As for Bozek and Barrett, the evidence shows that they were assigned as investigator and supervisor, respectively, to the IAB complaint regarding Jensen's conduct. Statement of Compl. 6, Mot. Summ. J. Ex. A. The investigator is primarily responsible for completing the investigation of the complaint, while the sergeant reviews the investigation before both officers confer with their lieutenant. Suey Dep. at 18:21-23.
Based upon this evidence, genuine issues of material fact exist as to (1) whether Walsh, Barrett, or Bozek set in motion a series of actions by Jensen's commanding officers which they knew (or reasonably should have known) would lead to the alleged violation of Jensen's First Amendment rights, and (2) whether Jensen's chain of command never would have made the decision to suspend him but for the conduct of Walsh, Barrett, or Bozek. There is no evidence in the record to confirm that such a disciplinary process could have occurred without the participation of these officers. Indeed, the record supports an inference that this was the normal process by which discipline was imposed, that the Defendants were therefore an indispensable part of the imposition of discipline on Jensen.
The Court also finds that the individual Defendants are not entitled to qualified immunity. In reaching this decision, the Court observes that the relevant question for purposes of qualified immunity is not (as Defendants argue) whether they were entitled to investigate Jensen, as that is not the conduct that he alleges violated his First Amendment rights. Instead, the Court analyzes the decision to issue a disposition recommending discipline for the violation of Criticism of Official Acts.
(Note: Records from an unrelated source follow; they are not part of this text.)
PR #11298, opened 2022-01-30
perf: Improve performance especially of validate and clone

Uzlopak:
This PR improves the performance of especially validate and clone. 

before: 

```
MONGOOSE_DEV=1 node validate
invalid x 18,325 ops/sec ±1.40% (89 runs sampled)
valid x 46,240 ops/sec ±1.30% (91 runs sampled)

MONGOOSE_DEV=1 node clone
Simple x 124,034 ops/sec ±1.41% (91 runs sampled)
AllSchema x 17,409 ops/sec ±0.52% (94 runs sampled)

MONGOOSE_DEV=1 node create
CheckItem x 113,922 ops/sec ±0.34% (94 runs sampled)
Board x 112 ops/sec ±1.26% (74 runs sampled)

node populate
1436 completed queries on mongoose version 6.1.8
```

after:
```
MONGOOSE_DEV=1 node validate
invalid x 24,576 ops/sec ±0.89% (88 runs sampled)
valid x 119,331 ops/sec ±0.12% (95 runs sampled)

MONGOOSE_DEV=1 node clone
Simple x 148,691 ops/sec ±1.36% (87 runs sampled)
AllSchema x 22,479 ops/sec ±0.91% (95 runs sampled)

MONGOOSE_DEV=1 node create
CheckItem x 112,564 ops/sec ±0.26% (93 runs sampled)
Board x 122 ops/sec ±0.45% (77 runs sampled)

node populate
1528 completed queries on mongoose version 6.1.8
1528 completed queries on mongoose version 6.1.8

```

### DIFF
--- a/lib/document.js
+++ b/lib/document.js
@@ -1333,7 +1333,7 @@ Document.prototype.$set = function $set(path, val, type, options) {
   // When using the $set operator the path to the field must already exist.
   // Else mongodb throws: "LEFT_SUBFIELD only supports Object"
 
-  if (parts.length < 2) {
+  if (parts.length <= 1) {
     pathToMark = path;
   } else {
     const len = parts.length;
--- a/lib/document.js
+++ b/lib/document.js
@@ -1135,7 +1135,7 @@ Document.prototype.$set = function $set(path, val, type, options) {
       // them to ensure we keep the user's key order.
       if (type === true &&
           !prefix &&
-          path[key] != null &&
+          valForKey != null &&
           pathtype === 'nested' &&
           this._doc[key] != null) {
         delete this._doc[key];
@@ -1313,7 +1313,7 @@ Document.prototype.$set = function $set(path, val, type, options) {
   let curPath = '';
   for (i = 0; i < parts.length - 1; ++i) {
     cur = cur[parts[i]];
-    curPath += (curPath.length > 0 ? '.' : '') + parts[i];
+    curPath += (curPath.length !== 0 ? '.' : '') + parts[i];
     if (!cur) {
       this.$set(curPath, {});
       // Hack re: gh-5800. If nested field is not selected, it probably exists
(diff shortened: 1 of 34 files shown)


Uzlopak:
I think the biggest performance bottleneck is the ES6 Proxy in DocumentArray and MongooseArray. Playing currently aroung with using WeakSets to see if the isMongooseArray and isMongooseDocumentArray can be boosted or not. 

Also trying to figure out if we can reduce the roundtrips through the proxy layer by using forEach etc. when iterating through the elements of those special arrays.

Uzlopak:
@vkarpov15 
Should i split it into more granular PRs?

lib/document.js
```diff
@@ -1333,10 +1333,11 @@ Document.prototype.$set = function $set(path, val, type, options) {
   // When using the $set operator the path to the field must already exist.
   // Else mongodb throws: "LEFT_SUBFIELD only supports Object"
 
-  if (parts.length <= 1) {
+  if (parts.length < 2) {
```
vkarpov15, line 1336: Is < faster than <=? If so, I'll make sure to use that going forward

lib/schematype.js
```diff
@@ -1306,42 +1316,43 @@ SchemaType.prototype.doValidateSync = function(value, scope, options) {
...
+    const v = validators[i];
 
     if (v == null || typeof v !== 'object') {
-      return;
+      continue;
     }
 
     const validator = v.validator;
-    const validatorProperties = utils.clone(v);
+    const validatorProperties = Object.assign({}, v);
```
vkarpov15, line 1338: This is a little risky because Mongoose clone() does a deep clone, so this may cause issues if there's a validator with nested objects

vkarpov15 (commented):
Couple of comments, but general idea looks good

lib/document.js
Uzlopak: This is an artifact. 
```suggestion
  if (parts.length <= 1) {
```

vkarpov15 (approved):
LGTM, I'll just make the `clone()` change in master.

PR #11313, opened 2022-02-02
Docs: Remove documentation for `useNestedStrict`

mark-langer:
**Summary**
This option has been deprecated in 6.0. It doesn't show up in code files any more when searching the repo, so I guess removing the docs is a good thing to do.

> If you're making a change to documentation, do **not** modify a `.html` file directly. Instead find the corresponding `.pug` file or test case in the `test/docs` directory.

The modified file is the only place the Github search finds the option `useNestedStrict`, therefore I edited that directly. Maybe it can be updated by recompiling the docs as well?

**Examples**
None


AbdelrahmanHafez (approved):
LGTM, thanks 👍

vkarpov15 (approved):
Thanks :+1:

"Qualified immunity shields federal and state officials from money damages unless a plaintiff pleads facts showing (1) that the official violated a statutory or constitutional right, and (2) that the right was `clearly established' at the time of the challenged conduct."
The Court finds that Walsh, Barrett, and Bozek are not entitled to qualified immunity. First, as explained above, the Court has found that Jensen spoke as a private citizen on a matter of public concern and that there are genuine issues of material fact as to whether Jensen's speech was a substantial or motivating factor for his discipline and whether Defendants personally participated in the alleged violation. Therefore, resolving all disputes in favor of Defendant, the Court finds that Defendants violated Jensen's First Amendment Rights for the purposes of its analysis of qualified immunity.
Second, the Court finds that Jensen's right to be free from retaliation for engaging in protected speech was clearly established when he was disciplined in January 2014. "[I]n 1968, the Supreme Court established that public employees have a First Amendment right to be free from retaliation for commenting on matters of public concern, even when the protected comments are critical of their employers."
It was also clearly established that Jensen's speech was made as a private citizen on a matter of public concern. In 2004, the Ninth Circuit held that "[u]nlawful conduct by a government employee," which is what Jensen's speech alleged, "is a matter of public concern."
Defendants argue correctly that "a reasonable but mistaken belief that [their] conduct was lawful would result in the grant of qualified immunity."
For the reasons stated above,
IT IS ORDERED that Defendants' Motion for Summary Judgment (ECF No. 28) is DENIED.